Friday, July 5, 2013

Whatever Happemed To.... Ferran Adria?

"We are trying to tell a story through the history of cooking, asking what cooking really is, through the process of cooking."
                              Ferran Adrià
I've blogged about Ferran Adrià and el Bulli before, watched him introduce Anthony Bourdain to a slice of a simple dry cured ham before exploding every concept of what food is, and thought about his deconstruction of food for years. He closed el Bulli a few years ago and kind of drifted off the radar. Now he's back, with an exhibition at Somerset House and is interviewed by Tim Hayward Below (thanks to the Guardian).

 Ferran Adrià, the former head chef at the legendary Catalan restaurant el Bulli, tells Tim Hayward about the exhibition devoted to him at Somerset House in London.

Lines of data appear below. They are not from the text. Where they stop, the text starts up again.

PR #166, opened 2020-09-09
Add ability to disable picture-in-picture interventions. Fixes #165

### LINKED ISSUE #165: Import changes allowing easy disabling of PIP interventions.
That is, this patch should be imported: https://phabricator.services.mozilla.com/D87182

wisniewskit:


denschub (changes requested):
This is missing the manifest-version bump to `14.1.0`, and it's probably wise to include that. :)

PR #169, opened 2020-09-09
Reduce some logspam caused by the shim support code. Fixes #167

### LINKED ISSUE #167: Reduce some logspam caused by the shim support code
See https://bugzilla.mozilla.org/show_bug.cgi?id=1660108 for context.

Basically, sometimes trying to access `topLevelUrl` fails here: https://searchfox.org/mozilla-central/rev/6cc48251bb97600fdf11a5b4c5f621bfc8606d55/browser/extensions/webcompat/experiment-apis/trackingProtection.js#41

It seems the easiest fix for now is to just wrap the access to `topLevelUrl` in a try/catch block, and since `new URL` could similarly fail some day, it's probably good defensive programming to wrap that, too.

wisniewskit:


denschub (approved):

miketaylr (approved):
lgtm, thanks

PR #175, opened 2020-09-09
Create an intervention for reallygoodemails.com. Fixes #174

### LINKED ISSUE #174: Create an intervention for reallygoodemails.com
As per https://bugzilla.mozilla.org/show_bug.cgi?id=1654906 and https://github.com/webcompat/web-bugs/issues/55001, the site expects iframes to never be in an uninitialized readyState, and just writes to their innerHTML even while they are still in that state in Firefox (rather than waiting for the iframe's load event to fire first). The result is that their HTML email preview layer is often blank on first page-load.

An intervention which simply listens for their attempts to set innerHTML on an iframe, and defers until the iframe has loaded first, seems to be working fine, so let's try that.

wisniewskit:


denschub:
Ah interesting, this is a fix for whatwg/html#4965 and https://bugzilla.mozilla.org/show_bug.cgi?id=728151, which I've now seen at least twice.

denschub (approved):
This will break in funny ways if the site ever decides to use an actual iFrame with a src, but this seems like a good workaround for this specific case.

lgtm, r+!

Issue #180, opened 2020-09-11
Import changes from m-c enabling keyboard hotkey controls for picture-in-picture interventions.


wisniewskit:
That is, import the addon-specific changes from https://bugzilla.mozilla.org/show_bug.cgi?id=1662576, once that lands.

PR #183, opened 2020-09-14
Fix minor mis-merge from the fix to #180

wisniewskit:


miketaylr (approved):
You're just trying to make me look bad as a reviewer, admit it.

PR #187, opened 2020-10-07
Bug 1653296 - Don't override the UA on mobile if Request Desktop Site is enabled.

denschub:
As discussed in https://bugzilla.mozilla.org/show_bug.cgi?id=1653296, this is probably the easiest way. The UA will get manipulated for the Desktop Mode anyway, so there isn't really a point to us doing overrides.

I honestly don't know how to test this, since our unit tests do not actually fire the handler. The change can be verified using the testbed, but that's not ideal. We probably should move more tests into the browser runtime at some point. :/

r? @ksy36


wisniewskit (approved):
Drive-by review for fun :)

PR #192, opened 2020-10-09
Bug 1670241 - Re-ship console notifications.

denschub:
This is blocked by https://bugzilla.mozilla.org/show_bug.cgi?id=1670230 for now.

r=me, as this is just something that previously landed.


denschub:
I'll CLOSE WONTFIX this for now. There is no urgent need to solve this, the original patch is old, and we have some planned refactoring hopefully coming up anyway.

PR #196, opened 2020-11-02
Fixes 1663978 - ship v17.0.0 site interventions

karlcow:


src/data/ua_overrides.js
```diff
@@ -677,6 +677,42 @@ const AVAILABLE_UA_OVERRIDES = [
...
+    platform: "all",
+    domain: "nha.chotot.com",
+    bug: "1671150",
+    config: {
+      matches: ["*://nha.chotot.com/*"],
+      uaTransformer: originalUA => {
+        return originalUA.replace("Firefox", "WebcompatFox");
+      },
+    },
+  },
```
denschub, line 715: We don't need this anymore, the site luckily fixed it! 🥳

denschub (changes requested):
Looking good, but the chotot.com-override appears to be no longer needed, so let's remove that one :) (Also needs a rebase, because I fixed the version number!)

src/data/ua_overrides.js
karlcow: fixed

denschub (approved):

PR #197, opened 2020-11-19
Bug 1663980 - v18.0.0 of webcompat system addon

ksy36:
r? @denschub


package-lock.json
```diff
@@ -5999,8 +5998,7 @@
           "version": "5.1.2",
           "resolved": "https://registry.npmjs.org/safe-buffer/-/safe-buffer-5.1.2.tgz",
           "integrity": "sha512-Gd2UZBJDkXlY7GbJxfsE8/nvKkUEU1G38c1siN6QP6a9PT9MmHB8GnpscSmMJSoF8LOIrt8ud/wPtojys4G6+g==",
-          "dev": true,
-          "optional": true
+          "dev": true
         },
         "string_decoder": {
```
denschub, line 6003: Huh, is this something that always happens to you? I don't think it should be in this patch, unless that can't be avoided. :)

denschub (commented):
Looking good, one comment though!

package-lock.json
ksy36: Hmm, no I think it's the first time :) I've removed it

ksy36:
Thanks!

denschub (approved):

PR #200, opened 2020-12-14
Bug 1682238 - gamearter.com: Override macOS version number in UA string from 11.0 to 10.16.

denschub:
r? @ksy36


denschub:
Confirmed to be working on the M1 Macs by :tbabos, https://bugzilla.mozilla.org/show_bug.cgi?id=1680516#c18

ksy36 (approved):

ksy36:
Oops, missed that the version should be updated

PR #204, opened 2021-01-26
Bug 1687944 - log a message to the web console when users opt in to a…

wisniewskit:
…llowing trackers via shims


denschub (commented):
This looks good to me - however, linting fails, see https://firefox-ci-tc.services.mozilla.com/tasks/EFDcdSvlQQGSQTAsKYD05g/runs/0/logs

Could you look into that?

denschub (approved):
r+ assuming CI is happy.

PR #210, opened 2021-03-15
Bug 1693824 - Ship v21.0.0 of webcompat system addon

karlcow:
Cleaning and decoration staff 

r? @denschub


denschub:
Looking good! And thanks for the dependency updates as well.

r+ :shipit:

denschub (approved):

PR #215, opened 2021-04-13
Bug 1702011 - Ship v22.0.0 of webcompat system addon

ksy36:
r? @wisniewskit @denschub


src/manifest.json
```diff
@@ -2,7 +2,7 @@
   "manifest_version": 2,
   "name": "@EXTENSION_NAME@",
   "description": "Urgent post-release fixes for web compatibility.",
-  "version": "20.1.0",
+  "version": "22.0.0",
```
ksy36, line 6: As the version wasn't updated in https://github.com/mozilla-extensions/webcompat-addon/pull/210, I suppose we skip the v. 21? Or we can make this v. 21 :)

denschub: Urgh everything is confusing. :) In-tree, the version number is actually currently at v21.3.0 - https://searchfox.org/mozilla-central/rev/759872688df15a5d6ab305ffe39d90450590bfec/browser/extensions/webcompat/manifest.json#5

Somehow, we missed uplifting a couple of patches. This isn't great, and it may even be my fault. :( I'll have a look at the missing patches tomorrow and then uplift everything that's missing. However, that means this PR will need rebasing.

After that, if you want to ship that in 89, I think we still should make it version 22, and then update the tracking OKR so that 23 is for Firefox 90 (and that it's not your turn again). But let's worry about re-syncing the repos first.

wisniewskit: It's worth noting that I will be backporting a couple of patches as soon as they both land in m-c:
- https://bugzilla.mozilla.org/show_bug.cgi?id=1705111
- https://phabricator.services.mozilla.com/D104697

Those are currently landing in m-c as version 21.4.0.

wisniewskit (approved):

PR #567, opened 2024-12-11
Make report test names copy-friendly

bearfriend:
Found this sitting around. It makes the test names in the report copyable for using with the `grep` option.


dlockhart (approved):
Nice!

This summer, Somerset House will host a major retrospective exhibition on a global icon of gastronomy, Ferran Adrià, and the restaurant he built to become the world’s best, elBulli. In partnership with Estrella Damm, elBulli: Ferran Adrià and The Art of Food is the world’s first exhibition dedicated to a chef and his restaurant. The retrospective will showcase the art of cuisine and cuisine as art by taking a behind-the-scenes look at the legendary laboratory and kitchen of the internationally renowned restaurant, which delighted diners in Cala Montjoi, a small picturesque bay on the Catalan coast near Roses, for over 50 years. Charting the evolution of elBulli, the exhibition will feature an in-depth, multimedia display of each of the essential ingredients that make up the culinary creative mastermind of Ferran Adrià and his team: research (handwritten notes and hand-drawn sketches); preparation (plasticine models, which were made for all the dishes served as a means for quality control of colour, portion size and position on the plate, and the specially-designed utensils used); presentation (original tasting menus, cutlery laid on the tables and salivating shots of the creations taken from the catalogue to be published by Phaidon next year), and plaudits (original restaurant reviews and other press clippings).  Combined with archive footage of the chefs and clientele, the exhibition’s ephemera are testament to Adrià’s abundant talent, genius and ambition.